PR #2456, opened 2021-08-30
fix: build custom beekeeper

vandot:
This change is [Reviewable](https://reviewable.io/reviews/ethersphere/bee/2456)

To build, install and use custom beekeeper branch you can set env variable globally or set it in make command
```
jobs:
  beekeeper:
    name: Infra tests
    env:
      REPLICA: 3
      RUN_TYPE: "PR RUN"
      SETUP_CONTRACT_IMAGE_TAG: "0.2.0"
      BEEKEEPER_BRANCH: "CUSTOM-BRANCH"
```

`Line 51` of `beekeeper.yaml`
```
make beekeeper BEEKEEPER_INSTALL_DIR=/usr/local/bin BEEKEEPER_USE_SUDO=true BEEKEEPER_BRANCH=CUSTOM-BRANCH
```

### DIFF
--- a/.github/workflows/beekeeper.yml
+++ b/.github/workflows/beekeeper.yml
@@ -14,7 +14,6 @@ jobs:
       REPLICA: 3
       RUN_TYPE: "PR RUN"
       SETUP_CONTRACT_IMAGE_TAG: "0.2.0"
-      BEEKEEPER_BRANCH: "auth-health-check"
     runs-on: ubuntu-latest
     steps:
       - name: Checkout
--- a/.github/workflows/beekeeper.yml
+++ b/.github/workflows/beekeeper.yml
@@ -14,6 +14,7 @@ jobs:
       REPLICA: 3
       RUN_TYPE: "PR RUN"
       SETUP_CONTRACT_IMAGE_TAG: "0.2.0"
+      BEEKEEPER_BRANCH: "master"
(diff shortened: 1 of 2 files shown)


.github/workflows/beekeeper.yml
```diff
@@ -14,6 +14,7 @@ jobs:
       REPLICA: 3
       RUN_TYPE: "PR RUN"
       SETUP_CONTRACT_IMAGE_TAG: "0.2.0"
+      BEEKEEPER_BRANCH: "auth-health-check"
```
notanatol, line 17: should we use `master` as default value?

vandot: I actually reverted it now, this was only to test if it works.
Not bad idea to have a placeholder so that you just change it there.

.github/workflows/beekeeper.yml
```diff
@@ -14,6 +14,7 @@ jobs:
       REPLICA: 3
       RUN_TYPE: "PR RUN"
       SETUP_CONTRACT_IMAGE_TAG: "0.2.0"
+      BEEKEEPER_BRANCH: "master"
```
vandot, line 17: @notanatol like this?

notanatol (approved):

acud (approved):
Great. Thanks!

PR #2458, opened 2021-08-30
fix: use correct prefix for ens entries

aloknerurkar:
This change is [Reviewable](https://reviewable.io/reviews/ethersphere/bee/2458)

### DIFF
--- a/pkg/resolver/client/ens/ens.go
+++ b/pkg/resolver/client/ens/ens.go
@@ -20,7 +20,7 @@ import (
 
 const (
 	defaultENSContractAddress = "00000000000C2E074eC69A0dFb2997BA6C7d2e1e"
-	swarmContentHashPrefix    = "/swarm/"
---
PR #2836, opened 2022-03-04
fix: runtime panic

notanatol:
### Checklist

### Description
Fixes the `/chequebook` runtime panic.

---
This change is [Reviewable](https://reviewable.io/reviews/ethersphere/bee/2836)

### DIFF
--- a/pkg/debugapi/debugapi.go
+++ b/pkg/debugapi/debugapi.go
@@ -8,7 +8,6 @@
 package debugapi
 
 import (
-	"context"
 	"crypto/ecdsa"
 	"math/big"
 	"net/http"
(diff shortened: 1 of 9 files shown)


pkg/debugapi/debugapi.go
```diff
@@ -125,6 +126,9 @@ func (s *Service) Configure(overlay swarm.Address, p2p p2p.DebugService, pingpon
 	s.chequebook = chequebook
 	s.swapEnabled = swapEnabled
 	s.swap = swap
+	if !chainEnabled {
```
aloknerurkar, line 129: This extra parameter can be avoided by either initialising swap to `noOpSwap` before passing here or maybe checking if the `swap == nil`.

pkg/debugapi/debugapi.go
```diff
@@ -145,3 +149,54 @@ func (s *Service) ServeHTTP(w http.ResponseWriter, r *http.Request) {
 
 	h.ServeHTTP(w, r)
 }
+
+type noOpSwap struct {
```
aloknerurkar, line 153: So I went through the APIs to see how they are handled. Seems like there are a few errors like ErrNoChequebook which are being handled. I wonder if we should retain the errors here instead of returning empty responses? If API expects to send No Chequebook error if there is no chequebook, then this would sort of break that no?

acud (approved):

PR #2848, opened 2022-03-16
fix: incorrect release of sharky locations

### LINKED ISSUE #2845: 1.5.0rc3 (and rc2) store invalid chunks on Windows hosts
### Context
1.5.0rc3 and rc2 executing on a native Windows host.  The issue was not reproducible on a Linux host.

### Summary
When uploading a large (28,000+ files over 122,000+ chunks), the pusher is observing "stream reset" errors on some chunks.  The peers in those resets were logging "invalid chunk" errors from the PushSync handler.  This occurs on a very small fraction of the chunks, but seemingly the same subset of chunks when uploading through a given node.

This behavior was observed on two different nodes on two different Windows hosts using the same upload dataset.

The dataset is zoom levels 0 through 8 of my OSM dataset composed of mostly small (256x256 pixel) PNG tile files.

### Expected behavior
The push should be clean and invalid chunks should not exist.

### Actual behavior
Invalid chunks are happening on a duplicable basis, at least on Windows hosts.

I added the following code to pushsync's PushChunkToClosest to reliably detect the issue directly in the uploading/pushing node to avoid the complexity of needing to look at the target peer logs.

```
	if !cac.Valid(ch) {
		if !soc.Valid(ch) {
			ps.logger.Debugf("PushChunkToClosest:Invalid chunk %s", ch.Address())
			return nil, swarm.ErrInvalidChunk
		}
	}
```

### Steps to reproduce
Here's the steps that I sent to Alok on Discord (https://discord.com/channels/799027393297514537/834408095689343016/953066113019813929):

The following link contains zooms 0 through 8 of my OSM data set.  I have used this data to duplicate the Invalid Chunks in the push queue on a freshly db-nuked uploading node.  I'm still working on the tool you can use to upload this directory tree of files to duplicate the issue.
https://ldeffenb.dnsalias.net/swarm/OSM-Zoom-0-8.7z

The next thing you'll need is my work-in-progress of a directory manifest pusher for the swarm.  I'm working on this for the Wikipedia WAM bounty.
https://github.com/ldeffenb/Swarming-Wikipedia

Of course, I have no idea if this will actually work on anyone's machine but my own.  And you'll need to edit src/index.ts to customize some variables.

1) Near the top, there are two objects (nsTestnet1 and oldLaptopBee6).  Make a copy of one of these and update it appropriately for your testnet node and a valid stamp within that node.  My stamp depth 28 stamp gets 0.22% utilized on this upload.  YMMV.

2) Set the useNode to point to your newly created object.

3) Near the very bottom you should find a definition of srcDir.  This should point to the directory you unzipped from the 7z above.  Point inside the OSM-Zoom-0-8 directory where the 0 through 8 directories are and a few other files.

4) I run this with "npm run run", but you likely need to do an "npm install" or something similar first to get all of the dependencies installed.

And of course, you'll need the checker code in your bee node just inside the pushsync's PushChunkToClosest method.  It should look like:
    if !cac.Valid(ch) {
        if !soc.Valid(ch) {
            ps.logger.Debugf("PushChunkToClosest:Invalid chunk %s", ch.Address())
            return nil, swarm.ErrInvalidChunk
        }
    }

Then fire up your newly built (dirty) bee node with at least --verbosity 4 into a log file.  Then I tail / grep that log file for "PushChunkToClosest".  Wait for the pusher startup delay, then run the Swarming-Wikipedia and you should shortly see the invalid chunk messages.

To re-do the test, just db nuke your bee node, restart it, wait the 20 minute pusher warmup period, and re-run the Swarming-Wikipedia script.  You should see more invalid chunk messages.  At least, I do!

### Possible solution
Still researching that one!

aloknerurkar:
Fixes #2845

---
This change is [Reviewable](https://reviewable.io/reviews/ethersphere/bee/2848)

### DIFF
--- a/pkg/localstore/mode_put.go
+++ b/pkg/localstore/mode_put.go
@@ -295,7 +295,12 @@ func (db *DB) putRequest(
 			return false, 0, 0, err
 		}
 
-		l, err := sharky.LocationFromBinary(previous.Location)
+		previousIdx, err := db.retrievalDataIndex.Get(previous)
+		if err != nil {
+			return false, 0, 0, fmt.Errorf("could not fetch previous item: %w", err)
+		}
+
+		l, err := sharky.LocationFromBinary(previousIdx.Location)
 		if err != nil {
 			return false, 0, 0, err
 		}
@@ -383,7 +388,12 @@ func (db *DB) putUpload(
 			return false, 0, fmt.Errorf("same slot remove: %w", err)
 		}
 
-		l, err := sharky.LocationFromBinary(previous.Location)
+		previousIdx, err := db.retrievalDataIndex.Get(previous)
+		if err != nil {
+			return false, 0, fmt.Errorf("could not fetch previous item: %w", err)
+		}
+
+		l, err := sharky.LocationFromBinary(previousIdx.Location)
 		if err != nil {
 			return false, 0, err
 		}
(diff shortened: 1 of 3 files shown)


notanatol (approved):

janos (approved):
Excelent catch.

§ Directions: Among the lines above, which ones hold the string "shortened"? Show them.

§ Written answer:
(diff shortened: 1 of 2 files shown)
(diff shortened: 1 of 9 files shown)
(diff shortened: 1 of 3 files shown)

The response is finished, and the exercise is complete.